Senator Jay Rockefeller, Chairman of the Senate Committee on Commerce, Science, and Transportation, today announced that Congress passed a bill he cosponsored to improve and expedite the commercial driver's license (CDL) application process for Armed Forces members and veterans. The Senate passed the bill on September 22 and the House passed it on September 28.
"This is great news, and we will finally be able to help members of our military put their training to good use after their service ends," said Rockefeller. "If they have received driving training in the military, certainly they are ready to drive here in the U.S. as commercial drivers. At the same time, our trucking industry is seeking more drivers to satisfy increasing demands so this bill should help create new jobs in West Virginia.
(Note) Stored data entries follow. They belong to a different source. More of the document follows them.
PR #3097, opened 2026-05-26
webhook: retry cert-manager apply on transient failures

BbolroC:
The `kubectl apply` of the cert-manager manifest occasionally fails with an etcd timeout ([log](https://github.com/confidential-containers/cloud-api-adaptor/actions/runs/26434517527/job/77815218201)):

```
Error from server: error when creating ".../cert-manager.yaml":
etcdserver: request timed out
```

The manifest creates a large batch of resources (6 CRDs, RBAC, deployments, webhook configs) in a single apply, and individual writes can occasionally exceed the API server's request timeout under transient cluster load.

Wrap the apply in a retry loop (3 attempts, 10s backoff). `kubectl apply` is idempotent, so retrying after a partial failure simply creates the missing resources without disturbing the ones already applied. On the observed failing run, everything except (likely) the last webhook config got created, and the retry will fill in the gap.

For `kubectl wait`, the Endpoints object isn't created by the cert-manager manifest directly. It's created by the kube-controller-manager's endpoints controller after the Service is created and once matching pods exist.
Right after `kubectl apply` returns, there's a brief window where the Service exists but its Endpoints object hasn't been populated yet. The apply just finished, so `kubectl wait` raced ahead of the controller.

Assisted-by: IBM Bob

### DIFF
--- a/src/webhook/Makefile
+++ b/src/webhook/Makefile
@@ -165,11 +165,19 @@ kind-deploy: docker-build kind-load deploy ## deploy the webhook in the local ki
 deploy-cert-manager: ## Deploy cert-manager for webhook.
 	curl -fsSL -o cmctl https://github.com/cert-manager/cmctl/releases/latest/download/cmctl_${OS}_${ARCH}
 	chmod +x cmctl
-	# Deploy cert-manager
-	kubectl apply -f https://github.com/jetstack/cert-manager/releases/download/$(CERT_MANAGER_VERSION)/cert-manager.yaml
+	# Deploy cert-manager (retry to tolerate transient etcd timeouts)
+	@for i in 1 2 3; do \
+	  echo "Applying cert-manager manifest (attempt $$i)..."; \
+	  kubectl apply -f https://github.com/jetstack/cert-manager/releases/download/$(CERT_MANAGER_VERSION)/cert-manager.yaml && { \
+	    echo "cert-manager applied successfully"; break; }; \
+	  if [ $$i -eq 3 ]; then \
+	    echo "cert-manager apply failed after 3 attempts"; exit 1; \
+	  fi; \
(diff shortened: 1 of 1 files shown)


src/webhook/Makefile
```diff
@@ -165,8 +165,15 @@ kind-deploy: docker-build kind-load deploy ## deploy the webhook in the local ki
 deploy-cert-manager: ## Deploy cert-manager for webhook.
 	curl -fsSL -o cmctl https://github.com/cert-manager/cmctl/releases/latest/download/cmctl_${OS}_${ARCH}
 	chmod +x cmctl
-	# Deploy cert-manager
-	kubectl apply -f https://github.com/jetstack/cert-manager/releases/download/$(CERT_MANAGER_VERSION)/cert-manager.yaml
+	# Deploy cert-manager (retry to tolerate transient etcd timeouts)
+	@for i in 1 2 3; do \
+	  echo "Applying cert-manager manifest (attempt $$i)..."; \
+	  kubectl apply -f https://github.com/jetstack/cert-manager/releases/download/$(CERT_MANAGER_VERSION)/cert-manager.yaml && break; \
```
stevenhorsman: Optional: Adding a success message might be helpful if it is sometimes flakey?
```suggestion
	  kubectl apply -f https://github.com/jetstack/cert-manager/releases/download/$(CERT_MANAGER_VERSION)/cert-manager.yaml  && { echo "cert-manager applied successfully"; break; }
```

stevenhorsman (approved):

src/webhook/Makefile
BbolroC: Yep, I will update the PR. Thanks a lot!

beraldoleal (approved):
LGTM, thanks.

PR #3099, opened 2026-05-27
Podvm release build fixes

stevenhorsman:
Attempts to fix the release podvm builds

### DIFF
--- a/.github/workflows/podvm_mkosi_ubuntu.yaml
+++ b/.github/workflows/podvm_mkosi_ubuntu.yaml
@@ -163,6 +163,7 @@ jobs:
         run: make image-debug
         env:
           PODVM_DISTRO: ubuntu
+          MKOSI_VERSION: ${{ env.MKOSI_VERSION }}
 
       - name: Build mkosi image
         if: ${{ inputs.debug == false }}
@@ -170,6 +171,7 @@ jobs:
         run: make image
         env:
           PODVM_DISTRO: ubuntu
+          MKOSI_VERSION: ${{ env.MKOSI_VERSION }}
 
       - name: Upload the qcow2 with oras
         id: publish_oras_qcow2
--- a/src/cloud-api-adaptor/podvm/hack/cross-build-extras.sh
+++ b/src/cloud-api-adaptor/podvm/hack/cross-build-extras.sh
@@ -6,8 +6,9 @@
 # If ARCH is not set, exit
 [[ -z $ARCH ]] && exit 0
 
-# If ARCH is equal to HOST, exit
-[[ $ARCH = $(uname -m) ]] && exit 0
+# If ARCH is equal to HOST, exit (no cross-compilation needed)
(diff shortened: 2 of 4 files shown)


src/cloud-api-adaptor/podvm/hack/cross-build-extras.sh
```diff
@@ -6,8 +6,15 @@
...
-[[ $ARCH = $(uname -m) ]] && exit 0
+# Normalize architecture names for comparison
+HOST_ARCH=$(uname -m)
+# Convert arm64 to aarch64 for comparison
+NORMALIZED_ARCH=$ARCH
+[[ $ARCH == "arm64" ]] && NORMALIZED_ARCH="aarch64"
+[[ $HOST_ARCH == "arm64" ]] && HOST_ARCH="aarch64"
+
+# If ARCH is equal to HOST, exit (no cross-compilation needed)
+[[ $NORMALIZED_ARCH = $HOST_ARCH ]] && exit 0
```
mkulke: I think replacement patterns work well here. do we have to normalize the arch? afaik linux reports always as aarch64.

```bash
[[ "$ARCH/arm64/aarch64" = "$(uname -m)" ]] && exit 0
```

stevenhorsman: Yeah, that's much neater - updated and attributed you. Thank you

.github/workflows/podvm_mkosi_ubuntu.yaml
```diff
@@ -163,13 +163,15 @@ jobs:
         run: make image-debug
         env:
           PODVM_DISTRO: ubuntu
+          MKOSI_VERSION: ${{ env.MKOSI_VERSION }}
```
mkulke, line 166: nit: that should be a noop, no?

mkulke (approved):

.github/workflows/podvm_mkosi_ubuntu.yaml
stevenhorsman: That is my opinion, but two AIs disagreed with me. From gemini:
> The change is not pointless. It fixes a hidden scoping issue in GitHub Actions
>
> When a step declares its own local env: block, GitHub Actions merges it with the global environment. While it should inherit the global ones during this merge, explicit declaration is a defensive engineering practice in complex CI pipelines. It completely eliminates any risk of a merge failure or context-masking error, ensuring MKOSI_VERSION is definitively available alongside PODVM_DISTRO.

I am happy to remove the commit, but it seemed harmless, so I left it in as it might be considered good practice, but equally could be slop! Maybe you could ask copilot to review and see what it thinks?

mkulke: as a defensive measure that's ok I guess

BbolroC (approved):
LGTM, thanks @stevenhorsman for raising the fix!

PR #3102, opened 2026-05-27
Arm podvm build support

stevenhorsman:
Make the arm podvm build use a native runner, and also add a fix to the cross-build in case of local cross-build runs


mkulke (approved):

fidencio (approved):
lgtm, thanks @stevenhorsman!

PR #3106, opened 2026-05-30
Dockerfile: add ca-certificates to release image

bpradipt:
debian:trixie-slim ships without CA certificates. The dev build got them transitively via openssh-client, but the release build only installed iptables, causing Go TLS verification to fail against ec2.<region>.amazonaws.com with x509: certificate signed by unknown authority.

### DIFF
--- a/src/cloud-api-adaptor/Dockerfile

In fact, I held a Commerce Committee hearing in West Virginia earlier this year which highlighted the need for drivers in the state particularly with the growth in the natural gas industry."
Additionally, today the West Virginia National Guard, the state Department of Education and Department of Transportation announced its National Guard Commercial Driver's License Pilot which is designed to help military personnel with experience driving large trucks and other equipment get their commercial drivers' licenses in a more cost-effective manner and more quickly. The program will also help address a growing truck driver shortage in West Virginia.
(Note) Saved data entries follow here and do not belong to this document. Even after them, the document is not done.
PR #3120, opened 2026-06-01
entrypoint: fix AWS auth validation logic

snir911:
The previous implementation used test_vars with && and || operators, which caused incorrect behavior because test_vars exits on failure. This has caused CI failure.

Changed to use one_of to verify at least one auth method is available, then use if/else to validate the specific method's required variables. This properly handles both access key and web identity token auth flows.

Assisted-by: Claude AI

### DIFF
--- a/src/cloud-api-adaptor/entrypoint.sh
+++ b/src/cloud-api-adaptor/entrypoint.sh
@@ -42,7 +42,16 @@ one_of() {
 }
 
 aws() {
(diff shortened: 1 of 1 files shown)


wainersm:
Hi @snir911 , thanks for the quick fix, this problem made the aws CI unusable.

test_vars cannot be used in logical statements because it returns error code when the test succeeds. Fixing the function is also a possibility but the way you did here looks cleaner IMO.

wainersm (approved):

beraldoleal (approved):

PR #3122, opened 2026-06-01
csi-wrapper: support volumeMode: Block PVCs

tarassh:
## Summary

Adds block-mode (`volumeMode: Block`) support to the CSI node-side wrapper.
Filesystem-mode PVCs are unchanged; the new code path activates only when
kubelet hands the wrapper a `/volumeDevices/` target path.

Today every example under `src/csi-wrapper/examples/{aws,azure,ibm}/`
omits `volumeMode` (default = Filesystem) and the AWS README walks through
a filesystem-mode workload only. Trying to use a block PVC fails because:

- `getPodUIDandVolumeName` only knows the filesystem path layout, so it
  can't correlate the CSI call with a pod UID.
- The worker-side placeholder is a directory, not a device, which
  containerd rejects with `not a device node`.
- The kata-direct-volume `mountInfo` registers `fstype=ext4`, which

Rockefeller added, "It's also great to see that West Virginia is getting out ahead by starting its own pilot program to help members of the military from West Virginia, particularly members of our National Guard, qualify more easily for commercial drivers' licenses in the state. West Virginia's National Guard members are some of the best in the country, and this program will help them get good jobs when they finish their service, which they are already trained to do, while helping to fill a shortage of drivers in the state. This pilot program and the new legislation are win-wins for our men and women in uniform and the American economy."
The bill eliminates a current-law hurdle that only allows veterans to obtain a license in their home state of record. Since many military personnel retain home states of record that differ from where they are actually stationed, it can be difficult for them to apply training received at their military installation to receiving a CDL they can use to obtain a civilian job following their service -- a problem alleviated by this bill.
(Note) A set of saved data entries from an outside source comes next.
Issue #3124, opened 2026-06-02
Tracking KubeVirt provider support


tarumizu:
This issue tracks the development progress. We have listed the development items below to add support for the KubeVirt provider. Each development item are submitted as a PR. If you have any suggestions or tasks related to adding support for the KubeVirt provider, please feel free to comment.

## Motivation

By supporting KubeVirt, we expect to enable secure container execution in more areas. We are eager to work on the necessary tasks to achieve this goal, particularly focusing on Arm CCA. We welcome any insights or collaboration from others who are also exploring this area.

## Development Item

We are planning to incrementally add support for the KubeVirt provider. The KubeVirt community is actively working on confidential computing support (SEV-SNP, TDX)[1], though both are currently registered as Alpha feature gates[2]. Our approach is to begin with non-CVM support and gradually integrate CVM support as development progresses.

[1] <https://kubevirt.io/user-guide/cluster_admin/confidential_computing/>
[2] <https://github.com/kubevirt/kubevirt/blob/v1.8.2/pkg/virt-config/featuregate/active.go#L250-L251>

### Implementation

* [ ] Adding initial support for KubeVirt
  * Add support for a new built-in provider by following the `addnewprovider.md`
* [ ] Integrate CVM support (such as SNP, TDX and SEV)
  * These items will be considered once the dependent features in KubeVirt are completed.

### Testing

* [ ] E2E tests for the KubeVirt provider

### Documentation

* [ ] How to build a Pod VM image

PR #3133, opened 2026-06-04
Add support for KubeVirt

Satoshi-Hirai371:
Summary:
This pull request allows cloud-api-adaptor(CAA) to support KubeVirt-based clouds.

Background:
There is currently no provider in CAA that supports clouds built with standard KubeVirt.  
By implementing an KubeVirt provider, we can offer secure pod execution environments in a wider range of fields.
As stated in the link below, we are focusing on implementations related to Arm CCA (Confidential Compute Architecture).  
This PR provides an architecture-independent implementation.  
Moving forward, we aim to execute PeerPods on KubeVirt clouds that support Arm CCA.

Links:
This PR is for the purpose and related work described in the following Issue.  
[#3124](https://github.com/confidential-containers/cloud-api-adaptor/issues/3124)

Task:
Refer to the following documentation to add a Provider for KubeVirt.
https://github.com/confidential-containers/cloud-api-adaptor/blob/main/src/cloud-api-adaptor/docs/addnewprovider.md

- Add and initialize the KubeVirt provider manager
- Add a definition for the configuration struct
- Add cloud interfaces
- Add provider interfaces
- Add additional files to modularize the code
- Add configuration to the Helm chart configmap to include the contents of a specified file
- Add relevant unit tests
- Add relevant E2E tests
- Update entrypoint.sh and Makefile
- Added a README covering CAA deployment on KubeVirt, Pod VM creation, and e2e test steps 

Implemented:
- [x] Launch Peer Pod with standard VM
- [x] Unit tests and E2E tests
- [x] Manual connectivity verification  

Out of scope: Future implementation:
- How to Connect to PodVM Using an External IP Address
- Support for KubeVirt with Arm CCA support


bpradipt:
@Satoshi-Hirai371 can you please take a look at the copilot review comments

Satoshi-Hirai371:
Hi maintainers and reviewers,
Correcting feedback from AI/bot.

- Fixed the package imports in `test/tools/provisioner-cli/kubevirt.go`, which is used in e2e tests.
- Corrected the return value in `test/provisioner/kubevirt/provision_common.go`, which is used in e2e tests, when an error occurs.
- Ensured that the context passed from the `CreateInstance` method is included when issuing an API call to KubeVirt.
- We revised the function names in `cloud-providers/kubevirt/kubevirt.go` to better match their intended purposes.
- We corrected an incorrect namespace listed in `install/charts/peerpods/templates/configmap-filelist.yaml`.

Note that we determined no corrections were necessary for the other issues raised, for the following reasons:

- It was noted that the `providerConfigs` in `kubevirt.yaml` are invalid YAML and cause a failure, but since they are all commented out, there are no operational issues.
- It was noted that the test fails when the configuration file name passed to the kubevirt provider during e2e testing is changed because it is fixed; however, since the README specifies that the file name must be provided, this is not an issue.
- It was noted that `NewProvider` in `provider.go` does not perform a `nil` check; however, since `manager.go` is designed to pass the contents of `Config` as a constant, this is not an issue.
- It is noted that it would be safer not to use `tpl`, but we will retain the `tpl` conversion process to ensure that template syntax can continue to be expanded in the future.
- In `kubevirt.go`, the configuration file path is defined as a constant; however, since this is an internal value within the pod and serves the purpose of standardizing the placement of configuration files under `/etc/config/caa/kubevirt`, this is not an issue.

stevenhorsman:
Hi, we had a discussion on the community call about the proliferation of new providers and the challenges of having code dropped into the repo and then not maintained adding burden to a small group of maintainers, as such we are looking to move to an approach of keeping provider out of tree. We have some documentation for this approach in the new providers page: https://github.com/confidential-containers/cloud-api-adaptor/blob/main/src/cloud-api-adaptor/docs/addnewprovider.md#memo-adding-support-for-a-new-external-provider. We admit that it might be outdated and might require more clarification, but if you could consider following this approach, rather than a built-in provider then we'd love the feedback. Thanks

Additionally, current and former members of the military who have experience driving heavy trucks during their service face unneeded delays in obtaining CDLs, which is a requirement for driving commercial motor vehicles in the civilian workforce. And, the trucking industry continues to be plagued by driver shortages, so expediting entry of safe, experienced drivers into the workforce is much needed.
Under the new provision, the Department of Transportation Secretary would be required to review the issue and come up with a plan for implementing an easier CDL process for veterans.